Challenges in Addiction Treatment Examined
The lack of effective pharmacologic treatments for alcohol dependence is a solvable problem, said Henry Kranzler, M.D., a professor of psychiatry, associate scientific director of the Alcohol Research Center and program director of the General Clinical Research Center at the University of Connecticut School of Medicine, who spoke to a large audience at APA’s 2012 annual meeting today. As a co-chair of the “Advances in Addiction Psychopharmacology” seminar, Kranzler reviewed the four FDA-approved medications for alcohol dependence: Antabuse, Revia, Campral, and Vivitrol, citing the limitations of each. “It is only a matter of time and investment for us to find novel pharmacologic options with greater effect,” he said.
Until then, it’s possible that clinicians may be required to accept different outcomes from those they have in mind. “Clinicians who require abstinence as an end result may be put off by the real-life effects of naltrexone,” he said, which often leads to less frequent and less heavy drinking, but not abstinence.

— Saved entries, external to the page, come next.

PR #379, opened 2023-05-04
[ENH] Implement simple(r) benchmarking

DBCerigo:
#### Reference Issues/PRs
https://github.com/aeon-toolkit/aeon/issues/116 for general context. 
https://github.com/aeon-toolkit/aeon/issues/116#issuecomment-1509958967 for context specific to this PR and implementation.  

- a core benchmarking module
- forecasting benchmarking module (using the core module)
- unit tests
- example notebook showing usage

Optional, to `all_extras`: `kotsu>=0.3.1`

Reviewing the example notebook first to get a sense of usage of the API and if it fits with how you envisaged it.
Then the implementation.  

Considerations for further work: 
- Deleting/archiving all the previous benchmarking code?
- Implementing benchmarking modules for classification, clustering, etc.

Yes.

##### For all contributions

### DIFF
--- a/aeon/benchmarking/benchmarks.py
+++ b/aeon/benchmarking/benchmarks.py
@@ -1,0 +1,78 @@
+# -*- coding: utf-8 -*-
+"""Benchmarking interface for use with aeon objects.
+
+Wraps kotsu benchmarking package.
+"""
+from typing import Callable, Optional, Union
+
+import pandas as pd
+
+from aeon.base import BaseEstimator
+from aeon.utils.validation._dependencies import _check_soft_dependencies
+
+
+class BaseBenchmark:
+    """Base class for benchmarks.
+
+    A benchmark consists of a set of tasks and a set of estimators.
+    """
+
+    def __init__(self):
+        _check_soft_dependencies("kotsu")
+        import kotsu
+
+        self.estimators = kotsu.registration.ModelRegistry()
+        self.validations = kotsu.registration.ValidationRegistry()
+        self.kotsu_run = kotsu.run.run
+
+    def add_estimator(
+        self,
+        estimator: BaseEstimator,
+        estimator_id: Optional[str] = None,
+    ):
+        """Register an estimator to the benchmark.
+
+        Parameters
+        ----------
+        estimator : BaseEstimator object
+            Estimator to add to the benchmark.
+        estimator_id : str, optional (default=None)
+            Identifier for estimator. If none given then uses estimator's class name.
+
+        """
+        estimator_id = estimator_id or f"{estimator.__class__.__name__}-v1"
+        estimator = estimator.clone()  # extra cautious
+        self.estimators.register(id=estimator_id, entry_point=estimator.clone)
+
+    def _add_task(
+        self,
+        task_entrypoint: Union[Callable, str],
+        task_kwargs: Optional[dict] = None,
+        task_id: Optional[str] = None,
+    ):
+        """Register a task to the benchmark."""
+        task_id = task_id or (
+            f"{task_entrypoint}-v1"
+            if isinstance(task_entrypoint, str)
+            else f"{task_entrypoint.__name__}-v1"
+        )
+        self.validations.register(
+            id=task_id, entry_point=task_entrypoint, kwargs=task_kwargs
+        )
+
+    def run(self, output_file: str) -> pd.DataFrame:
+        """Run the benchmark.
+
+        Parameters
+        ----------
+        output_file : str
+            Path to write results output file to.
+
+        Returns
+        -------
+        pandas DataFrame of results, with columns; "validation_id", "model_id",
+            "runtime_secs", and columns for each of the metrics returned by the
+            benchmark task.
+        """
+        results_df = self.kotsu_run(self.estimators, self.validations, output_file)
+        return results_df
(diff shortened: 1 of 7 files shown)


aeon/benchmarking/benchmarks.py
```diff
@@ -0,0 +1,76 @@
...
+        """Run the benchmark.
+
+        Parameters
+        ----------
+        output_file : str
+            Path to write results output file to.
+
+        Returns
+        -------
+        pandas DataFrame of results
```
hadifawaz1999, line 73: I think it would be better to show the output format of the Data Frame here.

hadifawaz1999: For instance the column names, rows etc. one line sentence

TonyBagnall:
one thing is that you need a callable dataset_loader. For machine learning we have a single function (load_ts_file) we pass the location of the file to load as a string. This implies you need a different function for each datasets, not sure how that would work?

ltsaprounis:
> one thing is that you need a callable dataset_loader. For machine learning we have a single function (load_ts_file) we pass a string of the location of the file to load. This set up implies you need a different function for each datasets, not sure how that would work?

Could always do something like this to make it a callable.

```python
# Option 1
from functools import partial

load_data = partial(load_ts_file, path="path")

# Option 2
def load_data():
    return load_ts_file("path")
```

But I guess it's more of a headache...

@DBCerigo what's the idea behind having the loader as a callable and not just passing the data?

aeon/benchmarking/benchmarks.py
DBCerigo: Done [e3f2bde](https://github.com/aeon-toolkit/aeon/pull/379/commits/e3f2bde24ecede2cf081c8641fd09283063c2063)

DBCerigo:
> one thing is that you need a callable dataset_loader. For machine learning we have a single function (load_ts_file) we pass a string of the location of the file to load. This set up implies you need a different function for each datasets, not sure how that would work?

@TonyBagnall @ltsaprounis 

As shown in the example notebook https://github.com/datavaluepeople/aeon/blob/benchmarking/v2/examples/04_benchmarking_v2.ipynb the intention with using `dataset_loader` is to match the module `aeon.datasets` (for example `from aeon.datasets import load_airline` is used in the notebook) in keeping with interfacing directly with `aeon` objects and classes. The notebook also shows a method for adding your own datasets - the same as Option 2 in the above.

One attendee pointed out the difficulty of applying the few available treatments to patients with comorbid dependencies, since most published studies have eliminated such patients from their study populations. “It's a little like looking for your keys under the lamppost because the light is better there, even though you lost them somewhere else,” Kranzler said, pointing out that those with alcohol dependence often have comorbidities, and future studies of potential treatments should address that reality.